The functional coverage of this consulting practice extends across financial services’ risk and regulatory frameworks, predictive modelling, finance processes, risk transformation, risk and regulatory remediation, optimizing risk and regulation implementation and ongoing adherence and delivering end to end solutions required to enable insights through analytics.
Skills and qualifications:
- Good understanding of hypothesis testing and of statistical tests for significance.
- Deep hands on handling unstructured data such as digital footprints, keywords, browsing history and behavior and applied on model development
- Understanding of univariate, multivariate & time series analysis.
- Understanding of Bayesian and probabilistic models.
- Hand-on in machine learning supervised techniques like regression, classification, decision trees, ensemble algorithms (boosted trees) and random forests etc.

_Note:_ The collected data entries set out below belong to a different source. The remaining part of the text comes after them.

PR #24, opened 2019-06-03
Add python name test

Korusuke:
Once this and the other tests of perl and ruby are merged the coverage should reach about 85%.

### DIFF
--- a/upt_macports/tests/test_python_package.py
+++ b/upt_macports/tests/test_python_package.py
@@ -1,0 +1,22 @@
+import unittest
+
+import upt
+
+from upt_macports.upt_macports import MacPortsPythonPackage
+
+
+class TestMacPortsPythonPackage(unittest.TestCase):
+    def setUp(self):
+        self.package = MacPortsPythonPackage()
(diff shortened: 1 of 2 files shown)


reneeotten:
let's first make sure this is indeed the naming convention we decide on before adding tests ;) I have just commented in the Issue. Let's see if Josh or Ryan respond (they will know if there are implicit naming conventions) and take it from there.

reneeotten:
okay, moving forward we'll use the naming ```py-<upstream>``` including capitalization; that certainly makes life easier. We might need to deal with some flexibility for the time being, but let's get to that when working later on checking for//recursive addition of dependencies...

Please rephrase the commit message so that it's clear that we use "py-<upstream>" as MacPorts package name (the tests are implied) and then I will merge.

Korusuke:
Should we just revert this merge and do the changes here?

reneeotten:
> Should we just revert this merge and do the changes here?

If it's up to me: no - I am not in favor of reverting already merged PRs.

PR #25, opened 2019-06-07
Add license logging

Korusuke:
This will only log when upt detected the license but the conversion failed and not when upt itself failed to detect the license.

### DIFF
--- a/upt_macports/upt_macports.py
+++ b/upt_macports/upt_macports.py
@@ -31,8 +31,25 @@ class MacPortsPackage(object):
         with open(filepath) as f:
             spdx2macports = json.loads(f.read())
 
-        return ' '.join([spdx2macports.get(license.spdx_identifier, 'unknown')
-                        for license in self.upt_pkg.licenses]) or 'unknown'
+        if not self.upt_pkg.licenses:
+            self.logger.info('No license found')
+            return 'unknown'
+        licenses = []
+        for license in self.upt_pkg.licenses:
+            try:
+                if license.spdx_identifier == 'unknown':
+                    port_license = 'unknown'
+                    self.logger.warning(f'upt failed to detect license')
+                else:
+                    port_license = spdx2macports[license.spdx_identifier]
+                    self.logger.info(f'Found license {port_license}')
+                licenses.append(port_license)
+            except KeyError:
+                err = f'MacPorts license unknown for {license.spdx_identifier}'
+                licenses.append('unknown # ' + err)
+                self.logger.error(err)
+                self.logger.info('Please report the error at https://github.com/macports/upt-macports') # noqa
+        return ' '.join(licenses)
 
     def _depends(self, phase):
         return self.upt_pkg.requirements.get(phase, [])
--- a/upt_macports/tests/test_macports_package.py
+++ b/upt_macports/tests/test_macports_package.py
@@ -1,6 +1,8 @@
 import unittest
 import upt
-from upt_macports.upt_macports import MacPortsPackage
+from upt_macports.upt_macports import MacPortsPackage, logging
+from unittest import mock
+from io import StringIO
 
 
 class TestMacPortsPackageLicenses(unittest.TestCase):
@@ -18,6 +20,11 @@ class TestMacPortsPackageLicenses(unittest.TestCase):
         expected = 'BSD'
         self.assertEqual(self.package.licenses, expected)
 
+    def test_unknown_license(self):
+        self.package.upt_pkg.licenses = [upt.licenses.ZlibLicense()]
+        expected = 'unknown # MacPorts license unknown for zlib'
+        self.assertEqual(self.package.licenses, expected)
+
     def test_bad_license(self):
         self.package.upt_pkg.licenses = [upt.licenses.UnknownLicense()]
         expected = 'unknown'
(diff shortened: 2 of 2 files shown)


upt_macports/upt_macports.py
```diff
@@ -30,9 +30,15 @@ def licenses(self):
...
         with open(filepath) as f:
             spdx2macports = json.loads(f.read())
-
-        return ' '.join([spdx2macports.get(license.spdx_identifier, 'unknown')
-                        for license in self.upt_pkg.licenses]) or 'unknown'
+        licenses = []
+        for license in self.upt_pkg.licenses:
+            port_license = spdx2macports.get(license.spdx_identifier,
+                                             'unknown')
+            if license.spdx_identifier != 'unknown'and port_license == 'unknown': # noqa
```
Steap: There should be a space before "and".

upt_macports/upt_macports.py
```diff
@@ -30,9 +30,15 @@ def licenses(self):
...
+                self.logger.error(f'spdx2macports license conversion failed for {license.spdx_identifier}') # noqa
```
Steap: Why the "# noqa" on these lines?

Also, is this really an error? Shouldn't it rather be a warning?

upt_macports/upt_macports.py
```diff
@@ -30,9 +30,15 @@ def licenses(self):
...
+            else:
+                licenses.append(port_license)
```
Steap, line 46: Should we log this? 

> self.logging.info (f'Found license {port_license)')

upt_macports/upt_macports.py
Korusuke: for the second line, it would be necessary I guess, else the indentation would look very weird.

I was confused about error vs warning but went with error as it is something that should be fixed and if we go with a warning, people would tend to ignore it.

Steap: Error kind of gives the idea that something literally failed (even though we have ".critical()" also). What are the users supposed to do about this warning?

Isn't this more readable? 

```python
        licenses = []
        for license in self.upt_pkg.licenses:
            try:
                if license.spdx_identifier == 'unknown':
                    port_license = 'unknown'
                else:
                    port_license = spdx2macports.get[license.spdx_identifier]
                licenses.append(port_license)
            except KeyError:
                err = f'Unknown license {license.spdx_identifier}'
                self.logger.error(err)
        return ' '.join(licenses) or 'unknown'

```

reneeotten:
this looks good to me from a code perspective. I haven't tested it yet on some real-life examples (will do that tomorrow or so), but I assume @Korusuke that is tested and works as intended?

Korusuke:
Yes, it works as intended.

reneeotten:
okay, not necessarily related to the actual logging of the licenses as that seems to work as intended, but something I noticed this when trying out this feature. 

Let's take ```lmfit``` as an example, we have both a ```license``` field in the ```setup.py``` but also have a correct Trove classifier added. Admittedly, that's probably not how it should be done and I will change that with an upcoming PR.... Another one is ```chemex```, where again the Trove classifier for "BSD license" is correct, and the ```license``` field is used to specify that it is ```3-Clause BSD```.

In my opinion, upt should be able to get the license correct in these cases. I am fine with it ignoring the ```license``` field if that's deemed unreliable, but then it should just take the Trove classifier is present (which are in the ```json``` data for both packages). I haven't looked in detail so I might be missing something here, but would it make sense to try and adapt the logic somewhere so that this will work (@Steap)?

Steap:
Yeah, upt-pypi could probably do things better, but there will always be case where it's too hard to guess.

Regarding this patch, it lacks unit tests.

reneeotten:
Sure, but in the examples I mentioned there is no guessing needed since the correct license classifiers are present. I will take a closer look at upt-pypi, see why it behaves that way and suggest a change to improve it. 

Oh, I see... you have added ```'License :: OSI Approved :: BSD License'``` to "not_actual_licenses" since it doesn't specify the version. I agree that while that's perhaps not fully correct, it's anyway what we use for MacPorts as well... It's right now the way it works on PyPI and it would mean that all the pacakges with ```BSD``` as a license return "unknown" for MacPorts, that's not ideal.


Yes, it would indeed benefit from some tests - you’re right ;)

Korusuke:
I have added a "example" test.
I tried for few hours but couldn't get the logging-tests working :(
I guess it has something to do with `logging.getLogger()` but I am not sure.

Edit: The test has passed as there is no real comparison taking place

Korusuke:
I am stupid, should have just looked into existing upt code instead of trying to search online. The style in upt logger tests worked flawlessly, although I would love to know why previous 2/3 methods were giving so many errors.

Steap:
Honestly, more than the logging itself, I'm interested in testing the return values of this function.

Korusuke:
> Honestly, more than the logging itself, I'm interested in testing the return values of this function.

That is already there so I thought you were talking about logging.

upt_macports/upt_macports.py
```diff
@@ -30,9 +30,25 @@ def licenses(self):
         filepath = pkg_resources.resource_filename(__name__, relpath)
         with open(filepath) as f:
             spdx2macports = json.loads(f.read())
+        licenses = []
```
reneeotten: please move this initialization of the empty list closer to where it's used, in other words just before the ```for license in self.upt_pkg.licenses``` (no need to define it before the ```if```-statement) and leave a newline here.

upt_macports/upt_macports.py
```diff
@@ -30,9 +30,25 @@ def licenses(self):
...
+                    port_license = 'unknown'
+                    self.logger.warning(f'upt failed to detect license')
+                else:
+                    port_license = spdx2macports[license.spdx_identifier]
+                    self.logger.info(f'Found license {port_license}')
+                licenses.append(port_license)
+            except KeyError:
+                err = f'Unknown license {license.spdx_identifier}'
+                self.logger.error(err)
+                self.logger.info('Please report the error at https://github.com/macports/upt-macports') # noqa
```
reneeotten, line 51: if we end up in this ```except``` block, it means that ```upt``` found a license but it's not converted yet into a license that MacPorts understands (i.e., is present in ```spdx2macports.json```). 

So if I read this correctly that keeps ```licenses = []```, as initialized and logging it as an error will not halt the script, right? So now if we do the return statement it will return ```''``` and put the line ```license ''``` in the Portfile? I don't think that's what we want (or at least what I prefer). What about making the error message a bit more specific and return that same message so that it will be added in the ```license``` field in the Portfile as well? Perhaps something like:
```err = f'MacPorts license unknown for {license.spdx_identifier}'```

reneeotten:
@Steap anything else left to do here?

Steap:
@reneeotten I think we are good!

Regarding the PyPI licenses, I'm trying out some changes, but to give you an idea of why it's difficult to guess the license, here are the 4589 different values used in the "license" field https://framabin.org/p/?f4a6b18cb018e3cc#+aVuHWohgiG8EKmsG/XfmhzOk68l45JtcYhhTAZpS1Q= .

reneeotten:
okay, I see the issue with guessing all the license correctly... but even just BSD/MIT/Apache would probably cover the majority already. I'll merge this PR now since it works as intended!

Steap:
@reneeotten I'm reworking the PyPI code that tries to guess the license. I'm testing it on the 5000 most downloaded packages.

Using only classifiers, I fail to identify ~3000 licenses. Using the license field, I only fail to find ~1800 packages. If I then try to read the LICENSE file from the package, I only fail to identify ~1200 packages.

So, it's getting better, but it 's still not going to work every time :) Expect improvements in the next version of upt-pypi.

- Good understanding of unsupervised algorithms clustering, dimensionality reduction, Boltzmann machines (GBM), RBM etc.
- Some knowledge of Deep neural networks like ANN, CNN, LSTM’s, Seq2Seq, GAN’s, Word Vectors etc.
- Knowledge of Tensorflow, Pytorch, Keras etc.
- Nice to have some basic understanding of reinforcement learning like DQN, A3C etc.
- Deep hands on experience in one or more of these data science toolkits, such as R, Python, Spark, Weka, NumPy, MatLab, etc.
- Experience with data visualization tools, such as D3.js, GGplot, Tableau, Qlikview etc.
- Proficiency in using query languages such as SQL, Hive etc.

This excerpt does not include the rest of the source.